● **TASK DIRECTIONS**
Please repeat only the stretch of records running from the first line through the line that contains "### Describe the bug".

● **RECORDS TO USE**

PR #3436, opened 2026-04-23
fix: place PK cursor before user filter in QueryIterator pagination

### LINKED ISSUE #3435: [Bug]: QueryIterator is incompatible with element_filter() on struct array due to PK-cursor AND-operand order

### Describe the bug

`client.query_iterator(filter="element_filter(structA, $[...])", ...)` fails on the second and subsequent pages because `QueryIterator` appends the PK cursor on the **right** of AND, but Milvus's parser requires `element_filter()` to be the **right-most** operand of an AND expression (this constraint is by design on the server side).

Error on the second `iterator.next()` call:

```
MilvusException: (code=1100, message=failed to create query plan: cannot parse expression:
  (element_filter(structA, $[int_val] >= 20000)) and id > 211,
  error: element filter expression can only be the last expression in the logical and expression:
  invalid parameter)
```

Offending code at `pymilvus/orm/iterator.py` `QueryIterator.__setup_next_expr` (master @ `9bd39311`):

```python
def __setup_next_expr(self) -> str:
    current_expr = self._expr
    if self._next_id is None:
        return current_expr
    filtered_pk_str = ""
    if self._pk_str:
        filtered_pk_str = f'{self._pk_field_name} > "{self._next_id}"'
    else:
        filtered_pk_str = f"{self._pk_field_name} > {self._next_id}"
    if current_expr is None or len(current_expr) == 0:
        return filtered_pk_str
    return "(" + current_expr + ")" + " and " + filtered_pk_str   # <-- places user filter on the LEFT
```

The concatenation produces e.g. `"(element_filter(...)) and id > 211"`, which violates the server's "element_filter must be the right-most operand" rule. The parse rejection happens on page 2+ because page 1 has no PK cursor yet and emits the user filter unchanged.

`SearchIteratorV2` does not hit this because it uses a distance cursor (`search_params.last_bound`) and does not rewrite the filter.

### Expected Behavior

`query_iterator()` should advance through pages normally when the user-supplied filter is `element_filter()` on a struct array field — mirroring the behaviour of plain `query()` and `search_iterator()`.

Against a Milvus build that includes PR https://github.com/milvus-io/milvus/pull/49182 (element-level struct array search support):

```python
from pymilvus import MilvusClient, DataType
import random, numpy as np


def _vec(seed, dim=128):
    rng = np.random.RandomState(seed)
    v = rng.rand(dim).astype(np.float32)
    return (v / np.linalg.norm(v)).tolist()


c = MilvusClient(uri="http://<milvus>:19530")
name = "qiter_ef_repro"
c.drop_collection(name)

schema = c.create_schema(auto_id=False)
schema.add_field("id", DataType.INT64, is_primary=True)
schema.add_field("normal_vector", DataType.FLOAT_VECTOR, dim=128)
ss = c.create_struct_field_schema()
ss.add_field("embedding", DataType.FLOAT_VECTOR, dim=128)
ss.add_field("int_val", DataType.INT64)
schema.add_field(
    "structA", DataType.ARRAY, element_type=DataType.STRUCT,
    struct_schema=ss, max_capacity=100,
)

ip = c.prepare_index_params()
ip.add_index(field_name="normal_vector", index_type="HNSW", metric_type="COSINE",
             params={"M": 16, "efConstruction": 200})
ip.add_index(field_name="structA[embedding]", index_type="HNSW", metric_type="COSINE",
             params={"M": 16, "efConstruction": 200})
c.create_collection(name, schema=schema, index_params=ip)

rows = []
for i in range(500):
    r = random.Random(i)
    ne = r.randint(3, 6)
    rows.append({
        "id": i,
        "normal_vector": _vec(i + 999),
        "structA": [{"embedding": _vec(i * 100 + j), "int_val": i * 100 + j} for j in range(ne)],
    })
c.insert(name, rows)
c.flush(name)
c.load_collection(name)

# Plain query WORKS:
print(len(c.query(
    name, filter="element_filter(structA, $[int_val] >= 20000)",
    output_fields=["id"], limit=16384,
)))

# query_iterator FAILS on page 2+:
it = c.query_iterator(
    name, batch_size=50,
    filter="element_filter(structA, $[int_val] >= 20000)",
    output_fields=["id"],
)
while True:
    b = it.next()    # raises on the second call
    if not b:
        break
it.close()
```

Empirical check on the same cluster confirms the fix direction:

| Expression | Result |
| --- | --- |
| `(element_filter(structA, $[int_val] >= 0)) and id > 100` (what QueryIterator emits) | ❌ rejected by server parser |
| `id > 100 and (element_filter(structA, $[int_val] >= 0))` (swapped) | ✅ OK, 5 rows |
| `id > 100 and element_filter(structA, $[int_val] >= 0)` (swapped, no parens) | ✅ OK, 5 rows |

### Environment details

- Hardware/Software conditions: macOS client, Milvus deployed on Linux K8s 1.24.2 (Rocky Linux 8.x), 2 CPU / 8 GiB
- Method of installation: pymilvus installed via pip / from source (upstream `master @ 9bd39311`)
- Milvus version: `master-20260422-e91e8825f7` (commit `e91e8825f7`, includes PR #49182 for struct-array element-level search)
- pymilvus version: `2.7.0rc197` on PyPI, also confirmed on upstream `master @ 9bd39311` (same code path)

### Anything else?

**Suggested fix (1 line)**

Put the PK cursor on the **left** of AND. `AND` is commutative for regular predicates, so this is a no-op for existing users, and it preserves the right-most position for operators like `element_filter()` that require it.

```python
# pymilvus/orm/iterator.py  QueryIterator.__setup_next_expr
-    return "(" + current_expr + ")" + " and " + filtered_pk_str
+    # Put the PK cursor on the LEFT of AND so that operators with strict
+    # position constraints (e.g. `element_filter()` on struct array) keep
+    # their position across paginated calls.
+    return filtered_pk_str + " and (" + current_expr + ")"
```

I've applied this 1-line patch locally and verified it gets the iterator past the parse check; `query_iterator(filter=element_filter(...))` then advances normally through sealed segments.

**Related**

- Milvus server issue uncovered after applying the fix above: https://github.com/milvus-io/milvus/issues/49260 — once the parse rejection is removed, a distinct server-side `ElementFilterBitsNode` assertion fires when the query reaches growing segments. That is a separate server bug; this pymilvus issue tracks only the client-side order fix.
- `SearchIteratorV2` is unaffected (distance cursor, no filter rewrite).

I'm happy to send a PR with the 1-line fix.

zhuwenxing:
## Summary

Fixes #3435.

`QueryIterator.__setup_next_expr` previously concatenated the
paginated expression as `(<user_filter>) and <pk_cursor>`, which
breaks on page 2+ whenever the user filter is `element_filter()`
on a struct array field — the Milvus server parser requires
`element_filter()` to be the **right-most** operand of a logical
AND (by design).

Repro error from the issue:

```
MilvusException: (code=1100, message=failed to create query plan: cannot parse expression:
  (element_filter(structA, $[int_val] >= 20000)) and id > 211,
  error: element filter expression can only be the last expression in the logical and expression)
```

This PR swaps the operands so the PK cursor sits on the **left**
of AND. `AND` is commutative for regular predicates, so existing
users are unaffected, and operators with strict position
constraints (like `element_filter()`) keep their right-most slot
across paginated calls.

## Test plan

- [x] Added regression test `test_setup_next_expr_element_filter_stays_right_most`
  asserting the exact emitted expression ordering.
- [x] Strengthened existing `test_setup_next_expr_with_int_cursor`
  to verify the PK cursor precedes the user filter.
- [x] `pytest tests/orm/test_iterator.py` — 136 passed.
- [x] `ruff check` + `black --check` clean on changed files.
- [x] Manual verification on a live Milvus (`master-20260422-e91e8825f7`,
  includes milvus#49182):
  - Before fix: iterator raises on the 2nd `next()` call (parse rejection).
  - After fix: iterator advances through 26 pages / 1292 rows on a
    500-row dataset without the parse rejection. Plain `query()`
    baseline returns 1347 rows; the remaining gap is caused by a
    **separate server-side bug** (`ElementFilterBitsNode` assertion
    in growing segments), tracked at milvus-io/milvus#49260 and
    explicitly called out in the originating issue — out of scope
    for this client-side fix.

### DIFF
--- a/pymilvus/orm/iterator.py
+++ b/pymilvus/orm/iterator.py
@@ -379,7 +379,11 @@ class QueryIterator:
             filtered_pk_str = f"{self._pk_field_name} > {self._next_id}"
         if current_expr is None or len(current_expr) == 0:
             return filtered_pk_str
-        return "(" + current_expr + ")" + " and " + filtered_pk_str
+        # Put the PK cursor on the LEFT of AND so that operators with strict
+        # position constraints (e.g. `element_filter()` on struct array, which
+        # must be the right-most operand of a logical AND) keep their position
+        # across paginated calls.
+        return filtered_pk_str + " and (" + current_expr + ")"
 
     def __update_cursor(self, res: List) -> None:
         if len(res) == 0:
--- a/tests/orm/test_iterator.py
+++ b/tests/orm/test_iterator.py
@@ -578,6 +578,25 @@ class TestQueryIteratorNextExpr:
         expr = qi._QueryIterator__setup_next_expr()
         assert "pk > 42" in expr
         assert "(pk > 0)" in expr
+        # PK cursor must precede the user filter so that right-most-operand
+        # constraints (e.g. `element_filter()`) are preserved across pages.
+        assert expr.index("pk > 42") < expr.index("(pk > 0)")
+
+    def test_setup_next_expr_element_filter_stays_right_most(self):
+        conn = _make_mock_conn(session_ts=100)
+        user_filter = "element_filter(structA, $[int_val] >= 20000)"
+        qi = QueryIterator(
+            connection=conn,
+            collection_name="test",
+            batch_size=10,
+            expr=user_filter,
+            output_fields=["pk"],
+            schema=_SCHEMA_DICT,
+        )
+        qi._next_id = 211
+        expr = qi._QueryIterator__setup_next_expr()
+        # element_filter() must remain the right-most operand of AND.
+        assert expr == f"pk > 211 and ({user_filter})"
 
     def test_setup_next_expr_with_varchar_cursor(self):
         conn = _make_mock_conn(session_ts=100)


zhuwenxing:
/assign @SpadeA-Tang
PTAL

XuanYang-cn:
struct array related, no need to backport to 2.6

XuanYang-cn (approved):
/lgtm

● **EXERCISE RESULT**
PR #3436, opened 2026-04-23
fix: place PK cursor before user filter in QueryIterator pagination

### LINKED ISSUE #3435: [Bug]: QueryIterator is incompatible with element_filter() on struct array due to PK-cursor AND-operand order

### Describe the bug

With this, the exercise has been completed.